MPEG is a standard for compression, decompression, processing, and coded representation of moving pictures and audio. MPEG 1, 2 and 4 standards are currently being used to encode video into bit streams.
The MPEG standard promotes interoperability. An MPEG-compliant bit stream can be decoded and displayed by different platforms including, but not limited to, DVD/VCD, satellite TV, and personal computers running multimedia applications.
The MPEG standard leaves little latitude to optimize the decoding process. However, the MPEG standard leaves much greater latitude to optimize the encoding process. Consequently, different encoder designs can be used to generate compliant bit streams.
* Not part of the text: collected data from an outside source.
PR #32, opened 2016-10-12
Add sanity check for mettle artifacts

acammack-r7:
Verification
========

- [x] `rake`
- [x] `rake check`
- [x] You should see "All binaries look sane"
- [x] `rm build/aarch64-linux-musl/bin/mettle`
- [x] `rake check` should fail with a missing file
- [x] `echo $?` should be non-zero
- [x] `rake default check` should complete without problems


bcook-r7:
nice, no whammies

PR #36, opened 2016-11-01
Add config options to the Ruby API

acammack-r7:
Note: this breaks how the Ruby API is called.

Verification
========
- [ ] Build gem and install on a Linux box `rake build; gem install pkg/metasploit_payloads-mettle-0.0.9.gem`
- [ ] fire up `irb`
- [ ] run:
```
require 'metasploit_payloads/mettle'
m = MetasploitPayloads::Mettle.new 'x86_64-linux-musl'
m.config[:debug] = true
b = m.to_binary :exec; nil
File.open("/tmp/mettle", "wb") {|f| f.write b}
```
- [ ] Back in the shell `chmod +x /tmp/mettle; /tmp/mettle`
- [ ] You should see the heartbeat debug message

### DIFF
--- a/README.md
+++ b/README.md
@@ -13,6 +13,12 @@ To build the gem (currently requires linux):
 rake build
 ```
 
+To check the resulting binaries:
+
+```
+rake check
+```
+
 To completely reset your dev environment and delete all binary artifacts:
 
 ```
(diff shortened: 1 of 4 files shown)


bcook-r7:
Neat, I like where this is going.

PR #39, opened 2016-11-28
Network channel support

busterb:
This is incomplete but close to being finished. I thought I'd get it out as a PR early since a few folks have been asking for it, and I wanted to show how to hook it into an event loop.

Right now, I've mostly focused on client-side TCP, but since we already had the network_client functionality used for the transport connections, this reuses it. At first I just used it directly, but it made sense to pull out the network buffering abstraction for use on the server-side as well.

Update: tcp server-side support is not implemented as well.

### DIFF
--- a/mettle/src/Makefile.am
+++ b/mettle/src/Makefile.am
@@ -13,6 +13,7 @@ libmettle_la_LIBADD += -lsigar
 libmettle_la_SOURCES = mettle.c
 libmettle_la_SOURCES += argv_split.c
 libmettle_la_SOURCES += base64.c
+libmettle_la_SOURCES += bufferev.c
 libmettle_la_SOURCES += buffer_queue.c
 libmettle_la_SOURCES += channel.c
 libmettle_la_SOURCES += log.c
--- a/mettle/src/Makefile.am
+++ b/mettle/src/Makefile.am
@@ -18,6 +18,7 @@ libmettle_la_SOURCES += buffer_queue.c
 libmettle_la_SOURCES += channel.c
 libmettle_la_SOURCES += log.c
 libmettle_la_SOURCES += network_client.c
+libmettle_la_SOURCES += network_server.c
 libmettle_la_SOURCES += tlv.c
 libmettle_la_SOURCES += coreapi.c
 libmettle_la_SOURCES += stdapi/stdapi.c
--- a/mettle/src/bufferev.c
+++ b/mettle/src/bufferev.c
@@ -39,8 +39,6 @@ struct bufferev {
 	int sock, connected;
 	struct ev_io data_ev;
 
-	struct addrinfo *addrinfo;
-
 	struct buffer_queue *tx_queue;
 	struct buffer_queue *rx_queue;
 
--- a/mettle/src/bufferev.c
+++ b/mettle/src/bufferev.c
@@ -42,14 +42,10 @@ struct bufferev {
 	struct buffer_queue *tx_queue;
 	struct buffer_queue *rx_queue;
 
-	bufferev_cb_t connect_cb;
-	void *connect_cb_arg;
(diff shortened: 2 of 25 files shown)


sempervictus:
This PR seems to break functionality which passes system output back to the user. _ls_, _mkdir_, and _shell_ are all broken. The directory from mkdir is created, so we get input passed across the session, output gets stuck somewhere along the way blocking the session itself.

Tested this PR along with 48, and went back to master to verify that things function as expected without these changes.

busterb:
Hi, I don't see problem locally. Can you give me a hint about what you are doing, like a list of things to run?

```
meterpreter > portfwd add -p 80 -l 8080 -r google.com
[*] Local TCP relay created: :8080 <-> google.com:80

meterpreter > ls
Listing: /home/bcook/projects/mettle/mettle
===========================================

Mode              Size       Type  Last modified              Name
----              ----       ----  -------------              ----
40755/rwxr-xr-x   4096       dir   2016-12-12 06:58:23 -0600  .git
100644/rw-r--r--  149        fil   2016-05-09 19:02:23 -0500  .gitignore
100644/rw-r--r--  77         fil   2016-05-10 07:58:02 -0500  .gitmodules
100644/rw-r--r--  216        fil   2016-11-16 20:57:26 -0600  ARCHES
100644/rw-r--r--  39         fil   2016-05-09 19:02:23 -0500  Gemfile
100664/rw-rw-r--  162        fil   2016-10-27 03:15:52 -0500  Makefile
100644/rw-r--r--  1965       fil   2016-12-12 06:56:04 -0600  README.md
100664/rw-rw-r--  2352       fil   2016-10-27 02:52:41 -0500  Rakefile
...
meterpreter > shell
Process  created.
Channel 2 created.
id
uid=1000(bcook) gid=1000(bcook) groups=1000(bcook),20(dialout),24(cdrom),25(floppy),27(sudo),29(audio),30(dip),44(video),46(plugdev),108(netdev),119(wireshark),125(scanner)
exit

[-] core_channel_write: Operation failed: 10

meterpreter > mkdir hello
Creating directory: hello

meterpreter > cd hello

meterpreter > ls
No entries exist in /home/bcook/projects/mettle/mettle/hello
```

sempervictus:
So here's what i'm seeing built from 20348b40c:

```
meterpreter > si 6
[*] Backgrounding session 5...
[*] Starting interaction with 6...


meterpreter > portfwd add -l 9022 -r localhost -p 22
[*] Local TCP relay created: :9022 <-> localhost:22

meterpreter > ls
[-] Error running command ls: Rex::TimeoutError Operation timed out.

meterpreter > shell
Process  created.
Channel 2 created.
ls /tmp
pwd
```
... and no response from inside what should be the interactive shell.

Lemme do a distclean rebuild and see whats going on. My batting average on issue reports has been pretty bad this week (though i did catch a nice one last week in the UUID code which i think was in master for a couple weeks prior).

bcook-r7:
Thanks, will check it out! I was able to load google through the port forward in my example.

busterb:
Latest change should fix it up. There was an incorrect call to make the socket nonblocking in the staged case that caused a hang after the first set of commands.

sempervictus:
Confirmed working, both the port forwarding and the interactive commands. Thank you sir :).

busterb:
OK, this should largely work now for forward and reverse portfwd's, client and server connections. Still need to add local hostname binding and multiple address resolution on the server side, but the core code is all there. Async channel initialization required some thought, but it's in as well.

busterb:
Awesome, thanks!

I'll do some follow-ups once UDP is confirmed working, sure there need to be tweaks there. Also thanks to my nephew who helped debug some tricky buffering issues over the Christmas break :)

PR #48, opened 2016-12-12
fix redundant toolchain unpacks, use a fixed dependency

### LINKED ISSUE #46: Remove redundant toolchain builds
When debugging problems and adding printfs all over the place, a lot of rebuilds occur. Having to unpack, configure, and rebuild all the supporting components on every iteration is rather time consuming. Verifying toolchain status instead of rebuilding each time would significantly reduce debugging efforts.

busterb:
This fixes #46 by creating the missing dependency as part of the build step. The last toolchain update didn't include info pages, creating a dummy dependency.


sempervictus:
Thank you, initial builds successful and a bit quicker.

PR #497, opened 2024-03-04
time runtime suite executions

SoloJacobs:
Developers of synthetic tests are required to specify a timeout to ensure that their test does not run longer than specified. Previously, the ouput of the rebot command was used as proxy for this command. Currently, there are some bugs in the rebot command in v7. This causes the runtimes to be computed incorrectly.

We know time the runtime of each attempt instead.


racicLuka (approved):
LGTM

PR #500, opened 2024-03-06
Fix invalid escape sequence

SoloJacobs:
In Python 3 the character \ is used to escape unicode characters. Thus, the following syntax
```
"\\|"
```
is not valid. This is the corresponding documentation.
```
Changed in version 3.6: Unrecognized escape sequences produce a
DeprecationWarning. In a future Python version they will be a
SyntaxWarning and eventually a SyntaxError.
```

CMK-15744

### DIFF
--- a/checks/robotmk.py
+++ b/checks/robotmk.py
@@ -1190,7 +1190,7 @@ def lns(src, dest):
 def perfdata_label(name):
     """Removes unwanted characters from the instring.
     Replaces separators by underscores."""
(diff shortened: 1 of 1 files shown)


SoloJacobs:
I have read the CLA Document and I hereby sign the CLA

SoloJacobs:
recheck

simonmeggle (approved):
LGTM

PR #501, opened 2024-03-06
rmk: Add CoreMode to RCCProfileConfig enum

racicLuka:
Align the RCCProfileConfig enum with client side

CMK-16381


racicLuka:
This is my, probably wrong, attempt to alter the code.
The case where `global_config` matches `RCCProfileConfig::CoreMode` should never happen, but if it does, maybe this is the way to handle it?

SoloJacobs (dismissed):
LGTM. I would maybe say something about this being an internal error.

SoloJacobs (approved):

However, not all encoder designs produce the same quality bit stream. For example, bit allocation (or bit rate control) can play an important role in video quality. Encoders using different bit allocation schemes can produce bit streams of different quality. Poor bit allocation can result in bit streams of poor quality.
One challenge of designing a video encoder is producing high quality bit streams from different types of inputs, such as video, still images, and a mixture of the two. This challenge becomes more complicated if different video clips are captured from different devices and have different characteristics. The (output) bit stream likely has constant frame rate as mandated by the compression standard, but the input video sequences might not have the same frame rate.
Encoding of still images poses an additional problem. When a still image is displayed on a television, the image quality tends to “oscillate.” For example, the image as initially displayed appears fuzzy, but then becomes sharper, goes back to fuzzy, and so forth.
It is desirable to produce high-quality, compliant bit streams from different types of multimedia having different characteristics.
According to one aspect of the present invention, a video bit stream having a constant frame rate is generated from an input having a frame rate that is different than the constant frame rate. Zero-motion difference frames are added to the bit stream to achieve the constant frame rate.
According to another aspect of the present invention, bit rate control includes using a state transition model to determine a noise masking factor for a frame; and assigning a number of bits as a function of the noise masking factor.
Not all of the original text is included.